### Task item
Below you will find a set of lines. Repeat them all exactly.

### Data shown
########

PR #2032, opened 2020-09-23
add fuzzer for TestSpecParse

pauldreik:
This adds a fuzzer for the TestSpecParser. I ran it for a few minutes, and it found nothing (unusual!).

This addition should not affect anyone, fuzzing is disabled by default.

I do not want to add more fuzzers, scripts, documentation etc at this point because I want to have early feedback. For instance, the cmake I wrote is probably horrible and there is some better way to do it.

Also, it is libFuzzer only. Making it oss-fuzz compatible can easily be done later (I have done that with simdjson and fmt).


fuzzing/build_fuzzers.sh
```diff
@@ -0,0 +1,25 @@
...
+cmake $CATCHROOT \
+  -DCMAKE_CXX_COMPILER=clang++ \
+  -DCMAKE_CXX_FLAGS="-fsanitize=fuzzer-no-link,address,undefined -O3 -g" \
+  -DCATCH_BUILD_EXAMPLES=Off \
+  -DCATCH_BUILD_EXTRA_TESTS=Off \
+  -DCATCH_BUILD_TESTING=Off \
+  -DBUILD_TESTING=Off \
+  -DCATCH_BUILD_FUZZERS=On
+
+cmake --build . -j 4
```
horenmar, line 24: The argument to `-j` should be the result of `nproc`.

pauldreik: fixed

horenmar:
You should target the `dev-v3` branch. Its cmake is significantly different, it would remove the need to declare the library files again, and it is about one good day of work away from being the main branch (I want to rewrite its contributing.md first).

horenmar:
Also fuzzers should then live under tests/

fuzzing/fuzz_XmlWriter.cpp
```diff
@@ -0,0 +1,33 @@
...
+  NulOStream() : std::ostream(this) {}
+  NulStreambuf *rdbuf() { return this; }
+};
+
+extern "C" int LLVMFuzzerTestOneInput(const uint8_t *Data, size_t Size) {
+
+    std::string buf(Data,Data+Size);
+    NulOStream nul;
+    Catch::XmlEncode encode(buf);
+    encode.encodeTo(nul);
```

########

### Answer section
PR #2032, opened 2020-09-23
add fuzzer for TestSpecParse

pauldreik:
This adds a fuzzer for the TestSpecParser. I ran it for a few minutes, and it found nothing (unusual!).

This addition should not affect anyone, fuzzing is disabled by default.

I do not want to add more fuzzers, scripts, documentation etc at this point because I want to have early feedback. For instance, the cmake I wrote is probably horrible and there is some better way to do it.

Also, it is libFuzzer only. Making it oss-fuzz compatible can easily be done later (I have done that with simdjson and fmt).


fuzzing/build_fuzzers.sh
```diff
@@ -0,0 +1,25 @@
...
+cmake $CATCHROOT \
+  -DCMAKE_CXX_COMPILER=clang++ \
+  -DCMAKE_CXX_FLAGS="-fsanitize=fuzzer-no-link,address,undefined -O3 -g" \
+  -DCATCH_BUILD_EXAMPLES=Off \
+  -DCATCH_BUILD_EXTRA_TESTS=Off \
+  -DCATCH_BUILD_TESTING=Off \
+  -DBUILD_TESTING=Off \
+  -DCATCH_BUILD_FUZZERS=On
+
+cmake --build . -j 4
```
horenmar, line 24: The argument to `-j` should be the result of `nproc`.

pauldreik: fixed

horenmar:
You should target the `dev-v3` branch. Its cmake is significantly different, it would remove the need to declare the library files again, and it is about one good day of work away from being the main branch (I want to rewrite its contributing.md first).

horenmar:
Also fuzzers should then live under tests/

fuzzing/fuzz_XmlWriter.cpp
```diff
@@ -0,0 +1,33 @@
...
+  NulOStream() : std::ostream(this) {}
+  NulStreambuf *rdbuf() { return this; }
+};
+
+extern "C" int LLVMFuzzerTestOneInput(const uint8_t *Data, size_t Size) {
+
+    std::string buf(Data,Data+Size);
+    NulOStream nul;
+    Catch::XmlEncode encode(buf);
+    encode.encodeTo(nul);
```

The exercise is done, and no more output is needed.